┌─ Entries supplied

PR #829, opened 2023-01-16
feat: Add an ability to read metadata for attached databases

Destrolaric:
Hi SQLite team!
Here are my proposed changes to the reading of metadata. To allow to read of metadata from attached databases 
https://www.sqlite.org/lang_attach.html
~~This functionality will be optional and disabled by default because it adds more layers `[schema].[table]` for metadata reading.~~ 
The reason why this functionality will be useful:
It isn't easy to work with attached databases using JDBC API because all metadata reading assumes that we are in the main schema. This is fixable by adding schema information to the existing queries.

### DIFF
--- a/src/main/java/org/sqlite/jdbc3/JDBC3DatabaseMetaData.java
+++ b/src/main/java/org/sqlite/jdbc3/JDBC3DatabaseMetaData.java
@@ -920,7 +920,7 @@ public abstract class JDBC3DatabaseMetaData extends org.sqlite.core.CoreDatabase
             if (i == 0) {
                 sql.append("SELECT * FROM (");
             }
-            appendGetSchemaColumns(sql ,c, schemasNames.get(i), tblNamePattern, colNamePattern);
+            appendGetSchemaColumns(sql, c, schemasNames.get(i), tblNamePattern, colNamePattern);
             if (i != schemasNames.size() - 1) {
                 sql.append(" UNION ALL ");
             } else {
@@ -930,39 +930,38 @@ public abstract class JDBC3DatabaseMetaData extends org.sqlite.core.CoreDatabase
         if (schemasNames.size() == 0) {
             sql.append("select ");
             sql.append("\tnull as TABLE_CAT,\n")
-                .append("\tnull as TABLE_SCHEM,\n")
-                .append("\tnull as TABLE_NAME,\n")
-                .append("\tnull as COLUMN_NAME,\n")
-                .append("\tnull as DATA_TYPE,\n")
-                .append("\tnull as TYPE_NAME,\n")
-                .append("\tnull as COLUMN_SIZE,\n")
-                .append("\tnull as BUFFER_LENGTH,\n")
-                .append("\tnull as DECIMAL_DIGITS,\n")
-                .append("\tnull as NUM_PREC_RADIX,\n")
-                .append("\tnull as NULLABLE,\n")
-                .append("\tnull as REMARKS,\n")
-                .append("\tnull as COLUMN_DEF,\n")
-                .append("\tnull as SQL_DATA_TYPE,\n")
-                .append("\tnull as SQL_DATETIME_SUB,\n")
-                .append("\tnull as CHAR_OCTET_LENGTH,\n")
-                .append("\tnull as ORDINAL_POSITION,\n")
-                .append("\tnull as IS_NULLABLE,\n")
-                .append("\tnull as SCOPE_CATLOG,\n")
-                .append("\tnull as SCOPE_SCHEMA,\n")
-                .append("\tnull as SCOPE_TABLE,\n")
-                .append("\tnull as SOURCE_DATA_TYPE,\n")
-                .append("\tnull as IS_AUTOINCREMENT,\n")
-                .append("\tnull as IS_GENERATEDCOLUMN\n")
-                .append("\t limit 0");
+                    .append("\tnull as TABLE_SCHEM,\n")
+                    .append("\tnull as TABLE_NAME,\n")
+                    .append("\tnull as COLUMN_NAME,\n")
+                    .append("\tnull as DATA_TYPE,\n")
+                    .append("\tnull as TYPE_NAME,\n")
+                    .append("\tnull as COLUMN_SIZE,\n")
+                    .append("\tnull as BUFFER_LENGTH,\n")
+                    .append("\tnull as DECIMAL_DIGITS,\n")
+                    .append("\tnull as NUM_PREC_RADIX,\n")
+                    .append("\tnull as NULLABLE,\n")
+                    .append("\tnull as REMARKS,\n")
+                    .append("\tnull as COLUMN_DEF,\n")
+                    .append("\tnull as SQL_DATA_TYPE,\n")
+                    .append("\tnull as SQL_DATETIME_SUB,\n")
+                    .append("\tnull as CHAR_OCTET_LENGTH,\n")
+                    .append("\tnull as ORDINAL_POSITION,\n")
+                    .append("\tnull as IS_NULLABLE,\n")
+                    .append("\tnull as SCOPE_CATLOG,\n")
+                    .append("\tnull as SCOPE_SCHEMA,\n")
+                    .append("\tnull as SCOPE_TABLE,\n")
+                    .append("\tnull as SOURCE_DATA_TYPE,\n")
+                    .append("\tnull as IS_AUTOINCREMENT,\n")
+                    .append("\tnull as IS_GENERATEDCOLUMN\n")
+                    .append("\t limit 0");
         }
         Statement stat = conn.createStatement();
         return ((CoreStatement) stat).executeQuery(sql.toString(), true);
     }
 
     private StringBuilder appendGetSchemaColumns(
-        StringBuilder sql, String c, String s, String tblNamePattern, String colNamePattern
-    )
-    throws SQLException {
+            StringBuilder sql, String c, String s, String tblNamePattern, String colNamePattern)
+            throws SQLException {
 
         sql.append("select null as TABLE_CAT, ")
                 .append(quote(s == null ? "main" : s))
@@ -1001,7 +1000,8 @@ public abstract class JDBC3DatabaseMetaData extends org.sqlite.core.CoreDatabase
                     rsColAutoinc =
                             statColAutoinc.executeQuery(
                                     "SELECT LIKE('%autoincrement%', LOWER(sql)) FROM "
-                                            + prependSchemaPrefix(s, "sqlite_schema WHERE LOWER(name) = LOWER('")
+                                            + prependSchemaPrefix(
+                                                    s, "sqlite_schema WHERE LOWER(name) = LOWER('")
                                             + escape(tableName)
                                             + "') AND TYPE IN ('table', 'view')");
                     rsColAutoinc.next();
@@ -1026,7 +1026,8 @@ public abstract class JDBC3DatabaseMetaData extends org.sqlite.core.CoreDatabase
                 // For each table, get the column info and build into overall SQL
                 String pragmaStatement =
                         "PRAGMA "
-                                + prependSchemaPrefix(s, "table_xinfo('" + escape(tableName) + "')");
+                                + prependSchemaPrefix(
+                                        s, "table_xinfo('" + escape(tableName) + "')");
                 try (Statement colstat = conn.createStatement();
                         ResultSet rscol = colstat.executeQuery(pragmaStatement)) {
 
@@ -1181,8 +1182,8 @@ public abstract class JDBC3DatabaseMetaData extends org.sqlite.core.CoreDatabase
         } else {
             sql.append(
                     "select null as ordpos, null as colnullable, null as ct, null as colsize, null as "
-                        + "colDecimalDigits, null as tblname, null as cn, null as tn, null as colDefault, null as "
-                        + "colautoincrement, null as colgenerated limit 0)");
+                            + "colDecimalDigits, null as tblname, null as cn, null as tn, null as colDefault, null as "
+                            + "colautoincrement, null as colgenerated limit 0)");
         }
         return sql;
     }
@@ -1229,7 +1230,7 @@ public abstract class JDBC3DatabaseMetaData extends org.sqlite.core.CoreDatabase
             getSchemas =
                     conn.prepareStatement(
                             "select name as TABLE_SCHEM, null as TABLE_CATALOG from pragma_database_list order by "
-                                + "TABLE_SCHEM;");
+                                    + "TABLE_SCHEM;");
         }
 
         return getSchemas.executeQuery();
@@ -1244,9 +1245,14 @@ public abstract class JDBC3DatabaseMetaData extends org.sqlite.core.CoreDatabase
             schemaPattern = "main";
         }
         Statement stat = conn.createStatement();
-        String sql = "select name as TABLE_SCHEM, null as TABLE_CATALOG from pragma_database_list\n"
-            + "where TABLE_SCHEM like '" + schemaPattern + "' escape '" + getSearchStringEscape() + "' order by "
-            + "TABLE_SCHEM;";
+        String sql =
+                "select name as TABLE_SCHEM, null as TABLE_CATALOG from pragma_database_list\n"
+                        + "where TABLE_SCHEM like '"
+                        + schemaPattern
+                        + "' escape '"
+                        + getSearchStringEscape()
+                        + "' order by "
+                        + "TABLE_SCHEM;";
         return stat.executeQuery(sql);
     }
 
@@ -1279,10 +1285,11 @@ public abstract class JDBC3DatabaseMetaData extends org.sqlite.core.CoreDatabase
         }
         if (schemaNames.size() == 0) {
             sql.append("select null as TABLE_CAT, ")
-                .append("null")
-                .append(" as TABLE_SCHEM, '")
-                .append("null")
-                .append("' as TABLE_NAME, null as COLUMN_NAME, null as KEY_SEQ, null as PK_NAME limit 0;");
+                    .append("null")
+                    .append(" as TABLE_SCHEM, '")
+                    .append("null")
+                    .append(
+                            "' as TABLE_NAME, null as COLUMN_NAME, null as KEY_SEQ, null as PK_NAME limit 0;");
         }
 
         return ((CoreStatement) stat).executeQuery(sql.toString(), true);
@@ -1296,7 +1303,8 @@ public abstract class JDBC3DatabaseMetaData extends org.sqlite.core.CoreDatabase
         return schemaNames;
     }
 
-    private void createSchemaPrimaryKeysQuery(String s, String table, StringBuilder sql) throws SQLException {
+    private void createSchemaPrimaryKeysQuery(String s, String table, StringBuilder sql)
+            throws SQLException {
         PrimaryKeyFinder pkFinder = new PrimaryKeyFinder(table, s);
         String[] columns = pkFinder.getColumns();
         sql.append("select null as TABLE_CAT, ")
@@ -1365,10 +1373,11 @@ public abstract class JDBC3DatabaseMetaData extends org.sqlite.core.CoreDatabase
                 // retrieve table list
                 ArrayList<String> tableList;
                 try (ResultSet rs =
-                    stat.executeQuery(
-                        "select name from "
-                            + prependSchemaPrefix(
-                            schema, "sqlite_schema where type = " + "'table'"))) {
+                        stat.executeQuery(
+                                "select name from "
+                                        + prependSchemaPrefix(
+                                                schema,
+                                                "sqlite_schema where type = " + "'table'"))) {
                     tableList = new ArrayList<>();
 
                     while (rs.next()) {
@@ -1410,29 +1419,34 @@ public abstract class JDBC3DatabaseMetaData extends org.sqlite.core.CoreDatabase
                                 }
                             }
                             String pkName =
-                                (usePkName && pkFinder.getName() != null) ? pkFinder.getName() : "";
+                                    (usePkName && pkFinder.getName() != null)
+                                            ? pkFinder.getName()
+                                            : "";
 
                             exportedKeysQuery
-                                .append(count > 0 ? " union all select " : "select ")
-                                .append(keySeq)
-                                .append(" as ks, '")
-                                .append(escape(tbl))
-                                .append("' as fkt, '")
-                                .append(escape(FKColName))
-                                .append("' as fcn, '")
-                                .append(escape(PKColName))
-                                .append("' as pcn, '")
-                                .append(escape(pkName))
-                                .append("' as pkn, ")
-                                .append(RULE_MAP.get(foreignKey.getOnUpdate()))
-                                .append(" as ur, ")
-                                .append(RULE_MAP.get(foreignKey.getOnDelete()))
-                                .append(" as dr, ");
+                                    .append(count > 0 ? " union all select " : "select ")
+                                    .append(keySeq)
+                                    .append(" as ks, '")
+                                    .append(escape(tbl))
+                                    .append("' as fkt, '")
+                                    .append(escape(FKColName))
+                                    .append("' as fcn, '")
+                                    .append(escape(PKColName))
+                                    .append("' as pcn, '")
+                                    .append(escape(pkName))
+                                    .append("' as pkn, ")
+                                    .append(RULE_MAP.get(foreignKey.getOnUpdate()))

└─

• Work item: Count up the lines in the preceding data that include the word "pkFinder"; respond with the number only.

• Exercise result: 5